Kegiatan yang dipusatkan di Balairung Sari Kantor Wali Kota Singkawang itu dihadiri Wali Kota Singkawang Tjhai Chui Mie langsung dan Ketua UPP Saber Pungli Provinsi Kalbar Kombes Andi Musa.

Wali Kota Singkawang Tjhai Chui Mie mengapresiasi sekaligus mendukung pemberantasan Pungli. Bahkan komitmen tersebut tertuang dalam misinya dalam mewujudkan visi Singkawang Hebat. Visi dimaksud adalah mewujudkan pemerintahan yang bersih, tegas, amanah dan efektif yang berorientasi pada pelayanan publik yang prima berbasis teknologi komunikas informasi.  

“Saya mengajak seluruh aparat pemerintah dan lapisan masyarakat mendukung pemberantasan Pungli. Kita berkomitmen Stop Pungli dan Singkawang harus menjadi zona bebas pungli,” ungkapnya.

Agar tak semata jadi pemanis bibir, Wali Kota Singkawang minta seluruh pimpinan OPD yang berhubungan dengan pemberian layanan harus meningkatkan pengawasan internal. Kedua, ia meminta Inspektorat Daerah kota Singkawang mengawasi kegiatan seluruh perangkat daerah. 

Ketiga, mantan Ketua DPRD Singkawang ini meminta UPP Saber Pungli kota Singkawang melakukan sosialisasi kepada seluruh lapisan warga dan aparat pemberi layanan terkait Pungli ini. “Saya minta perluas sosialisasi Saber Pungli ini dengan memasang spanduk/banner Stop Pungli pada tempat pelayanan publik dengan mencantumkan nomor aduan masyarakat baik melaui telpon, SMS atau website,” katanya. Ia berharap keinginan bersama membangun pemerintahan bersih dengan bebas Pungli bisa terwujud di kota Singkawang.

Sementara itu, Ketua UPP Saber Pungli Provinsi Kalbar Kombes Andi Musa dalam pemaparannya menyampaikan istilah Pungli, tugas Satgas Saber Pungli dengan bagian-bagian Satgas serta fungsinya. Selain itu ia juga memaparkan pemetaan wilayah rawan Pungli di setiap instansi pemerintah daerah, kementerian maupun lembaga. “Pungli itu menurunkan daya saing negara kita. Membebankan orang lain, membuat citra buruk instansi dimana kita bernaung,” ungkapnya.

Oleh sebab itu, kata dia, dalam sosialisasi pihaknya mengajak stop Pungli. “Buang jauh jauh kalimat dalam pelayanan seperti jika bisa dipersulit mengapa dipermudah. Slogan ini harus diubah menjadi jika bisa dipermudah mengapa dipersulit,” ungkapnya. Makanya perlu kesadaran penyelenggara pemerintahan pemberi layanan agar tidak melakukan Pungli karena baik penyelenggara pelayanan maupun masyarakat berpotensi sekali menjadi korban Pungli, pelaku Pungli dan saksi Pungli. “Jangan kita menjadi korban atau pelaku Pungli, yang boleh jadi saksi terjadi Pungli karena membantu negara memberantas Pungli,” jelasnya.

Makanya ia mengajak seluruh pihak bersatu memberantas Pungli.

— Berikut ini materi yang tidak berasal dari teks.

Issue #612, opened 2016-08-20
Possible problem in configuring apiary reporter by dredd.yml


honzajavorek:
User reported following `dredd.yml` configuration led to a public test report:

```
reporter: apiary
custom:
- "apiaryApiKey:<key>"
- "apiaryApiName:<name>"
```

The same values worked as environment values. We should verify whether there's not a bug in picking up these values from YAML.

artem-zakharchenko:
I can see that the current implementation in `configuration.js` attempts to grab `inConfig.custom`:

https://github.com/apiaryio/dredd/blob/a3d103c51d18f8ad30b0c41f79bc88079582091c/lib/configuration.js#L200-L203

However, that is a rool-level field which is explicitly set on the initial config object:

https://github.com/apiaryio/dredd/blob/a3d103c51d18f8ad30b0c41f79bc88079582091c/lib/configuration.js#L159-L161

That is *not* the `custom:` field you set in `dredd.yml`, that one would be `inConfig.options.custom`. However, we loop over `inConfig.custom`.

@honzajavorek Is this intentional, or is it a typo? I'd like to know what is the purpose of `inConfig.custom` prior to changing it. Thanks.

artem-zakharchenko:
Okay, I see now that it's the different field. `inConfig` and `outConfig` got my confused. So, in the end we do map over all options here:

https://github.com/apiaryio/dredd/blob/a3d103c51d18f8ad30b0c41f79bc88079582091c/lib/configuration.js#L209-L211

And there is `outConfig.options.custom` with the list of the provided credentials. The parsing/normalization of config seems to be correct.

honzajavorek:
I have changed this logic very recently. Is it possible I accidentally fixed this? 🤔

honzajavorek:
If we're not able to reproduce this and you inspected the code seems okay, we could close this. Under different circumstances, it would be nice to have a test for this, but I'd like us to rather focus on revamping the configuration soon so it's less confusing.

artem-zakharchenko:
The problem may be in the way we reference `outConfig.custom` or `outConfig.options.custom` further in the code. Also, as we have discussed, I believe some root-level properties on the default options Object aren't properly merged with the custom `dredd.yml` config, which doesn't look nice.

Let's refine what needs to be done in the short and long run, and gradually clean up config resolving.

artem-zakharchenko:
This should be fixed by #1311, need to verify.

honzajavorek:
[...]

PR #1311, opened 2019-04-03
Re-design Dredd configuration handling

artem-zakharchenko:

- To have a configuration handling as a composition of utility functions
- Removes deprecation warnings and drops support for the next CLI options: -c, -q/--silent, -l/--level, -t/--timestamp, -b/--sandbox, --hooksData.

#### Change log

- [x] Separates concerns during Dredd configuration handling: validation, normalization, logging
- [x] Performs config values coercing in a separate layer
- [x] Flattens `config.options` into `config`
- [x] Rewrites config handling functions to pure functions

Karena baginya tanpa kerjasama dan dukungan semua pihak maka sulit memberantas Pungli. Tak hanya itu, Irwasda Polda Kalbar ini juga mengingatkan meski Saber Pungli bekerja utamanya melakukan pencegahan namun jika saat diperingatkan masih melakukan Pungli maka pihaknya siap  melakukan penindakan. “Kalau sudah diingatkan, diperingatkan masih juga melakukan Pungli maka jangan salahkan kami jika dilakukan penindakan. Mudah mudahan jangan terjadi karena akan bikin malu instansi atau diri sendiri,” jelasnya.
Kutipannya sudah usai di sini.